▶ [WHAT IS BEING ASKED]: What is wanted is an exact copy of all the entries.

▶ [DATA TO PROCESS]:
PR #4972, opened 2022-03-15
SPPA - make sure private field stays split

joewhitsitt:
Not sure how this wasn't captured in configuration before. But this locks in the private field to these default content types.

### DIFF
--- a/config/sites/sppa.uiowa.edu/core.entity_form_display.node.article.default.yml
+++ b/config/sites/sppa.uiowa.edu/core.entity_form_display.node.article.default.yml
@@ -1,0 +1,202 @@
+uuid: 61298539-c20b-451e-86eb-03384dbd98f9
+langcode: en
+status: true
+dependencies:
+  config:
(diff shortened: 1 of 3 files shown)


pyrello:
These forms should all be able to be added to the `partial_list`.

joewhitsitt:
@pyrello i can't get this to split partially. i've tried `core.entity_form_display.*` and specifying them directly. is it because the diff related to a module that is in the complete split?

pyrello:
I'm not sure. I'll give it a try in a little bit.

pyrello (approved):
Thanks for the fix!

pyrello:
> @pyrello i can't get this to split partially. i've tried `core.entity_form_display.*` and specifying them directly. is it because the diff related to a module that is in the complete split?

I guess this is a limitation of the distinction between `complete_list` and `partial_list` when there is a module involved. To me it seems like a bug with the logic in CS2.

▶ [RESPONSE]:
PR #4972, opened 2022-03-15
SPPA - make sure private field stays split

joewhitsitt:
Not sure how this wasn't captured in configuration before. But this locks in the private field to these default content types.

### DIFF
--- a/config/sites/sppa.uiowa.edu/core.entity_form_display.node.article.default.yml
+++ b/config/sites/sppa.uiowa.edu/core.entity_form_display.node.article.default.yml
@@ -1,0 +1,202 @@
+uuid: 61298539-c20b-451e-86eb-03384dbd98f9
+langcode: en
+status: true
+dependencies:
+  config:
(diff shortened: 1 of 3 files shown)


pyrello:
These forms should all be able to be added to the `partial_list`.

joewhitsitt:
@pyrello i can't get this to split partially. i've tried `core.entity_form_display.*` and specifying them directly. is it because the diff related to a module that is in the complete split?

pyrello:
I'm not sure. I'll give it a try in a little bit.

pyrello (approved):
Thanks for the fix!

pyrello:
> @pyrello i can't get this to split partially. i've tried `core.entity_form_display.*` and specifying them directly. is it because the diff related to a module that is in the complete split?

I guess this is a limitation of the distinction between `complete_list` and `partial_list` when there is a module involved. To me it seems like a bug with the logic in CS2.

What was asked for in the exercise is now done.